3 min read

What changed in the Thunder’s two losses?

What changed in the Thunder’s two losses?
Layne Murdoch/NBAE/Getty Images

After the Thunder started 5-0, there was a lot of nodding going on. Kevin Durant was kicking off an MVP campaign with style, the defense looked solid behind a re-made Kendrick Perkins and Oklahoma City was taking care of business against good teams like Orlando, Dallas and Memphis.

All that preseason hype and buzz was looking like it might have been justified. Validated. The Thunder looked good.

But after back-to-back losses, something the Thunder had happen only five times all of last season, there are a few mild concerns. Stress the word “mild” there. Durant was asked after the loss to Portland if there’s a new sense of urgency because of a second straight loss and he said, “What, you think we’re panicking? It’s been seven games man.” And he’s completely right.

The question is though, what changed? What was different between the five wins and the two losses. Because not only did the Thunder lose, they didn’t really look a whole lot like themselves.

Let’s break it down just with the numbers. Two things really stand out to me:

1) Free throw shooting

2) 3-point shooting

There are a lot of other things like opposing shooting percentage but in the two losses, scoring in the second half seemed to be the biggest issue. In the five wins, OKC averaged 29 free throws a game and 23.6 makes. In the two losses, it was 23.5 attempts and 18 makes. That’s a little more than seven points a game.

In the five wins, OKC made an average of eight 3-pointers a game on 19.2 attempts. In the two losses, it was five 3s a game on 19.5 attempts. Same number of attempts, just fewer makes. Part of that might have to do with Daequan Cook missing the Dallas game and being a bit under the weather in the Portland game. But it also has something to do with KD who was 11-22 from deep in the first five and just 4-13 the last two. Durant took eight free throws a game in the first five games and just 5.5 the last two. Clear differences.

Other than that, there really aren’t glaring differences. Opposing field goal percentage has been pretty consistent as well as the Thunder’s shooting overall percentage. Rebounding has been average throughout. The Thunder have turned the ball over a lot in wins and losses. They’ve gotten to the rim in both wins and the losses (except for the Memphis game where they took just 10 shots at the rim).

It just comes back to how OKC can struggle to find points sometimes. Last season the Thunder started the season well despite playing kind of terrible offense. They survived at the free throw line.
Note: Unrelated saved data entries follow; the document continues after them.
PR #250, opened 2023-11-10
Add single-purpose command for building bootable images from an ostree native container

achilleas-k:
_This PR is based on #243._

This PR adds a new command for building a qcow2 image from an ostree container.  The binary is very specific to Fedora ELN and embeds the repository configurations so it can be run from anywhere.

Build and run with:
```
go build -o bin/osbuild-deploy-container ./cmd/osbuild-deploy-container && sudo ./bin/osbuild-deploy-container --output <outputdir> --imageref <container ref>
```

Tested working with `quay.io/centos-boot/fedora-tier-1:eln`.
Other options:
- `--store`: osbuild cache/store location.  This is where rpms and containers used to build the image are cached and can get quite large (defaults to `.osbuild` in the working directory).
- `--rpmmd`: rpm metadata cache (defaults to `/var/cache/osbuild/rpmmd`).
- `--config`: image configuration/customization options (see below).

### Configuration

The most useful customization is creating a user to log in to the system.  The format of the configuration file with a user is:
```json
{
  "name": "image-with-user",
  "blueprint": {
    "customizations": {
      "user": [
        {
          "name": "username",
          "password": "password",
          "key": "public-ssh-key",
          "groups": [
            "wheel"
          ]
        }
      ]
    }
  }
}
```

Kernel command line options can also be specified that will be appended to the pre-defined ones:
```json
{
  "name": "image-with-kargs",
  "blueprint": {
    "customizations": {
      "kernel": {
        "append": "debug"
      }
    }
  }
}
```


cmd/osbuild-deploy-container/main.go
```diff
@@ -0,0 +1,181 @@
...
+
+	arch := common.CurrentArch()
+	repos := loadRepos(arch)
+
+	var outputDir, osbuildStore, rpmCacheRoot, configFile, imageref string
+	flag.StringVar(&outputDir, "output", ".", "artifact output directory")
+	flag.StringVar(&osbuildStore, "store", ".osbuild", "osbuild store for intermediate pipeline trees")
+	flag.StringVar(&rpmCacheRoot, "rpmmd", "/var/cache/osbuild/rpmmd", "rpm metadata cache directory")
+	flag.StringVar(&configFile, "config", "", "build config file")
+	flag.StringVar(&imageref, "imageref", "", "container image to deploy")
```
achilleas-k, line 141: Might be better to rename this to `--imgref` to match the argument in `rpm-ostree container image deploy ...`.

cmd/osbuild-deploy-container/main.go
```diff
@@ -0,0 +1,181 @@
...
+
+	flag.Parse()
+
+	if imageref == "" {
+		fail("imageref is required")
+	}
+
+	if err := os.MkdirAll(outputDir, 0777); err != nil {
```
bcl, line 149: Is there a reason this is `0777`? I'm worried it will get forgotten, this tool will become popular, and we'll have a security issue down the road :)

achilleas-k: Those bits are applied to the umask so it ends up just creating it with the default permissions of the running environment.

ondrejbudai:
This became https://github.com/osbuild/bootc-image-builder/!

PR #253, opened 2023-11-13
Enable system FIPS mode for Edge Images

mmartinv:
Defines a new `fips` blueprint customization to enable the system FIPS mode on the generated images.

Enables `fips` blueprint customization support for the following images: 
- Edge images based on OSTree deployments:
   - `edge-raw-image`
   - `edge-simplified-installer`
   - `edge-vsphere`
   - `edge-ami`
- Edge images based on the Anaconda OSTree installer:
  -  `edge-installer`

Depends on osbuild/osbuild/pull/1443

### DIFF
--- a/pkg/osbuild/fips.go
+++ b/pkg/osbuild/fips.go
@@ -1,0 +1,43 @@
+package osbuild
+
+import (
+	"os"
+
+	"github.com/osbuild/images/internal/common"
+	"github.com/osbuild/images/internal/fsnode"
+	"github.com/osbuild/images/pkg/disk"
+)
+
+func GenFIPSKernelOptions(pt *disk.PartitionTable) []string {
+	cmdline := make([]string, 0)
+	cmdline = append(cmdline, "fips=1")
+	if bootMnt := pt.FindMountable("/boot"); bootMnt != nil {
+		boot := bootMnt.GetFSSpec()
+		if label := boot.Label; label != "" {
+			karg := "boot=LABEL=" + label
+			cmdline = append(cmdline, karg)
+		} else if uuid := boot.UUID; uuid != "" {
+			karg := "boot=UUID=" + uuid
+			cmdline = append(cmdline, karg)
+		}
+	}
+	return cmdline
+}
+
+func GenFIPSFiles() (files []*fsnode.File) {
+	file, _ := fsnode.NewFile("/etc/system-fips", common.ToPtr(os.FileMode(0644)),
+		"root", "root", []byte("# FIPS module installation complete\n"))
+	files = append(files, file)
+	return
+}
+
+func GenFIPSStages() (stages []*Stage) {
+	stages = []*Stage{
+		NewUpdateCryptoPoliciesStage(
+			&UpdateCryptoPoliciesStageOptions{
+				Policy: "FIPS",
+			}),
+	}
+	stages = append(stages, GenFileNodesStages(GenFIPSFiles())...)
+	return
+}
--- a/Schutzfile
+++ b/Schutzfile
@@ -2,7 +2,7 @@
   "fedora-38": {
     "dependencies": {
       "osbuild": {
-        "commit": "61da6124edee4f9735d50a412d5ecc16c8eec674"
+        "commit": "f3d740aaf8531e55b99632f579f2fae13f1511b7"
       }
     },
     "repos": [
--- a/pkg/blueprint/customizations.go
+++ b/pkg/blueprint/customizations.go
@@ -24,6 +24,7 @@ type Customizations struct {
 	Directories        []DirectoryCustomization  `json:"directories,omitempty" toml:"directories,omitempty"`
 	Files              []FileCustomization       `json:"files,omitempty" toml:"files,omitempty"`
 	Repositories       []RepositoryCustomization `json:"repositories,omitempty" toml:"repositories,omitempty"`
+	FIPS               *bool                     `json:"fips,omitempty" toml:"fips,omitempty"`
 }
 
 type IgnitionCustomization struct {
@@ -355,4 +356,11 @@ func (c *Customizations) GetRepositories() ([]RepositoryCustomization, error) {
 	}
 
 	return c.Repositories, nil
+}
+
+func (c *Customizations) GetFIPS() bool {
+	if c == nil || c.FIPS == nil {
+		return false
+	}
+	return *c.FIPS
 }
--- a/pkg/distro/rhel9/images.go
+++ b/pkg/distro/rhel9/images.go
@@ -404,6 +404,7 @@ func edgeRawImage(workload workload.Workload,
 
 	img.Users = users.UsersFromBP(customizations.GetUsers())
 	img.Groups = users.GroupsFromBP(customizations.GetGroups())
+	img.FIPS = customizations.GetFIPS()
 
 	// The kernel options defined on the image type are usually handled in
 	// osCustomiztions() but ostree images don't use OSCustomizations, so we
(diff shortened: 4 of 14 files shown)


pkg/osbuild/fips.go
```diff
@@ -0,0 +1,56 @@
...
+				} else if uuid := ent.UUID; uuid != "" {
+					karg := "boot=UID=" + uuid
+					cmdline = append(cmdline, karg)
+				}
+			}
+		}
+		return nil
+	}
+
+	_ = pt.ForEachEntity(genOptions)
```
achilleas-k, line 30: Since we only need to do something for `/boot`, you can use:
```go
	if bootMnt := pt.FindMountable("/boot"); bootMnt != nil {
		boot := bootMnt.GetFSSpec()
		if label := boot.Label; label != "" {
			karg := "boot=LABEL=" + label
			cmdline = append(cmdline, karg)
		} else if uuid := boot.UUID; uuid != "" {
			karg := "boot=UID=" + uuid
			cmdline = append(cmdline, karg)
		}
	}

```
which I find more readable.

pkg/osbuild/fips.go
```diff
@@ -0,0 +1,56 @@
...
+
+	genOptions := func(e disk.Entity, path []disk.Entity) error {
+		switch ent := e.(type) {
+		case *disk.Filesystem:
+			if ent.Mountpoint == "/boot" {
+				if label := ent.Label; label != "" {
+					karg := "boot=LABEL=" + label
+					cmdline = append(cmdline, karg)
+				} else if uuid := ent.UUID; uuid != "" {
+					karg := "boot=UID=" + uuid
```
achilleas-k, line 22: Should this be `boot=UUID`?

pkg/osbuild/fips.go
```diff
@@ -0,0 +1,56 @@
...
+	_ = pt.ForEachEntity(genOptions)
+	return cmdline
+}
+
+func GenFIPSFiles() (files []*fsnode.File) {
+	file, _ := fsnode.NewFile("/etc/system-fips", common.ToPtr(os.FileMode(0644)),
+		"root", "root", []byte("# FIPS module installation complete\n"))
+	files = append(files, file)
+	return
+}
```
achilleas-k, line 39: What's the purpose of this file?  I looked around a bit and it seems to be more of a signal and not really functional.  Also it seems it's sometimes in the initrd?
Either way: If this is part of the spec, or required somehow, and if it's always done, should it be part of the stage in osbuild?

test/configs/edge-ostree-pull-empty-fips.json
```diff
@@ -0,0 +1,15 @@
+{
+  "name": "edge-ostree-pull-empty-fips",
```
achilleas-k, line 2: Tiny nitpick, but since we have the `fips` customisation here, it's not `empty`, so a more appropriate name would be `edge-ostree-pull-fips`.  Not an issue though, it's just a test name.

achilleas-k (changes requested):
Thanks for this.  Some comments in line.  Mostly nitpicks, though I'm curious about the file in `/etc` and whether it should be part of the osbuild stage.

pkg/osbuild/fips.go
mmartinv: This file is required for `fips-mode-setup --check` to return
```
 FIPS mode is enabled
```
instead of:
```
Installation of FIPS modules is not completed.
FIPS mode is enabled.
Inconsistent state detected.
```
It's not really functional indeed, but we need it at least for RHEL Edge (I think fedora does not check its existence anymore)

pkg/osbuild/fips.go
mmartinv: Yes, that's a typo

pkg/osbuild/fips.go
mmartinv: Done

pkg/osbuild/fips.go
mmartinv: I moved this part to the `GenFIPSStages()` function. Please take a look.

test/configs/edge-ostree-pull-empty-fips.json
mmartinv: Done

pkg/osbuild/fips.go
achilleas-k: So my original thought was adding this to the stage in osbuild but I realise now that that was wrong, because the stage in osbuild isn't FIPS-specific, it just runs `update-crypto-policies`.

Now that said, the change here actually breaks the feature and makes the manifest ubuildable, because it adds the stage but not the inline source which defines the content.  This part should be reverted to the earlier version which added the file to the pipeline using `p.Files = append(p.Files, osbuild.GenFIPSFiles()...)`.

pkg/osbuild/fips.go
```diff
@@ -0,0 +1,53 @@
...
+			}),
+		NewDracutConfStage(
+			&DracutConfStageOptions{
+				Filename: "40-fips.conf",
+				Config: DracutConfigFile{
+					AddModules: []string{"fips"},
+				},
+			}),
+	}
+	stages = append(stages, GenFileNodesStages(files)...)
```
thozza, line 50: This won't work, since the `GenFileNodesStages()` generates only stages, but no inline sources, for the file. These need to be added to the final manifest, so that the generate stages can copy them to the image FS tree.

I suggest to modify the function to return `([]*Stage, []*fsnode.File)` and then add those stages to the pipeline and the files to the custom files in the pipeline implementation:
https://github.com/osbuild/images/blob/63a1eead26a7c802dbcebe863439f591be6dc6e5/pkg/manifest/ostree_deployment.go#L52
https://github.com/osbuild/images/blob/63a1eead26a7c802dbcebe863439f591be6dc6e5/pkg/manifest/os.go#L133

The existing pipeline implementation will then handle the generation of necessary stages to copy the file into the image and set its attributes (this also ensures that instead of multiple instances of those stages, there will be only one handling all custom files). The following code then handles the creation of inline sources for custom files:
https://github.com/osbuild/images/blob/63a1eead26a7c802dbcebe863439f591be6dc6e5/pkg/manifest/os.go#L817-L820
https://github.com/osbuild/images/blob/63a1eead26a7c802dbcebe863439f591be6dc6e5/pkg/manifest/ostree_deployment.go#L362-L365

mmartinv: Yeah, you are right, but doesn't this complicate things a lot in comparison with the previous implementation? I personally prefer the previous approach.

mmartinv: Actually, If I do that the file stages will be appended twice to the pipepline unless I remove the file stages from the `GenFIPSStages()` function. That doesn't make much sense to me honestly. Having the stages and files generation in two different functions feels more natural to me.

mmartinv: Reverted to previous implementation

pkg/osbuild/fips.go
mmartinv: Reverted to previous implementation

pkg/osbuild/fips.go
thozza: > Actually, If I do that the file stages will be appended twice to the pipepline unless I remove the file stages from the `GenFIPSStages()` function. That doesn't make much sense to me honestly. Having the stages and files generation in two different functions feels more natural to me.

You are right, I didn't realize that...

pkg/osbuild/fips.go
achilleas-k: @thozza let's get it merged and we can rethink this in a followup if necessary.

achilleas-k (approved):
LGTM.  Good to merge as soon as we fix the build config filtering in CI.

achilleas-k (approved):

PR #257, opened 2023-11-14
docs/developer: manifest generation

achilleas-k:
This PR adds developer documentation under docs/developer/.

It moves the content of the HACKING.md doc to docs/developer/ and links to it from the original location of the doc.

The developer docs are separated into topics now.  So far only two:
- "Useful cmds" which was originally part of HACKING.md.
- "Manifest generation code" which describes how manifest generation works in code.

I wanted to emphasise the **code** part in the second topic to differentiate from generating manifest using `cmd/gen-manifests`.  The purpose of this document is to describe the flow of function calls required to generate a manifest.  I consider this a starting point for understanding how customizations become pipeline options and how those in turn affect pipelines, stages, and stage options.  This isn't emphasised in the document currently, but I wanted to submit it as is and work on adding more content later to avoid having it be forgotten on some branch on my fork for months.

Note that when describing types or functions, I chose to link to pkg.go.dev instead (and selected `main` as the version) instead of code files or lines to make the document resistant to changes in line numbers.  The same could be achieve by linking to specific lines in specific commits, but that would risk linking to outdated information if code changes too much.  Linking to pkg.go.dev makes sure that as long as the type or method still exists in the same package, the link will work, and anyone browsing can quickly get from there to the code in this repository.


bcl (approved):
Looks good!

ochosi (approved):
Looks amazing 😻

PR #260, opened 2023-11-16
fix: filter non relevant configurations with dependencies

mmartinv:
Currently the configurations with dependencies are filtered
based on the "depends" field presence only. This makes
configurations from other distros to be processed even
when they are not relevant.

### DIFF
--- a/test/scripts/generate-ostree-build-config
+++ b/test/scripts/generate-ostree-build-config
@@ -33,7 +33,7 @@ def read_config_map():
         return json.load(config_map_file)
 
 
-def configs_with_deps(configs):
+def configs_with_deps(configs, distro=None):
     """
     Return a config map with only the config files that have dependencies.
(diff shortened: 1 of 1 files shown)


achilleas-k:
I think the bug is in `setupdependences()`, here:https://github.com/osbuild/images/blob/8a852bfc07e155c2c7b20d9638f91e5ea2ce36b8/test/scripts/generate-ostree-build-config#L211-L214

I think what that should be doing is checking if `distros` is empty and if it's not checking that the current distro is in the list.  If the list it not empty and the distro is not in the list, then this config should be skipped.

achilleas-k:
Looking at it again, your way is correct.  My way would create dependency manifests unnecessarily.

achilleas-k (approved):
Thanks for the fix (and discovering the bug)!

PR #262, opened 2023-11-17
test: filter on architecture as well when generating config map of dependencies

achilleas-k:
Following up from #260, this PR also filters the config map on the architecture.


bcl (approved):
Looks good!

I wouldn’t say OKC “survived” at the line in the five wins by any stretch, but it’s kind of the fallback plan if the offense stinks. And the offense often stinks if KD isn’t do his normal amazing thing where he makes incredible shots or Russell Westbrook isn’t taking over a game.

You’d like to be one of those teams that can just rely on your defense to win games in those situations, but that’s not how the Thunder have been. The Thunder are an average defensive team, but one with potential to be a really good one.

I do think fatigue played a little factor in the last two games though. The Thunder were the fastest team to play seven games this year and had to play seven games in 10 days. They had to deal with a controversy, had to deal with their second best player not playing all that well and had to deal with two pretty darn good teams on back-to-back nights.

In reality, the Thunder probably didn’t deserve to be 5-0, but just got bailed out a couple times because they’ve got one of the three best players in basketball. Sometimes that’s all it takes though.

But like Durant said, no reason to panic. Just reason to get better.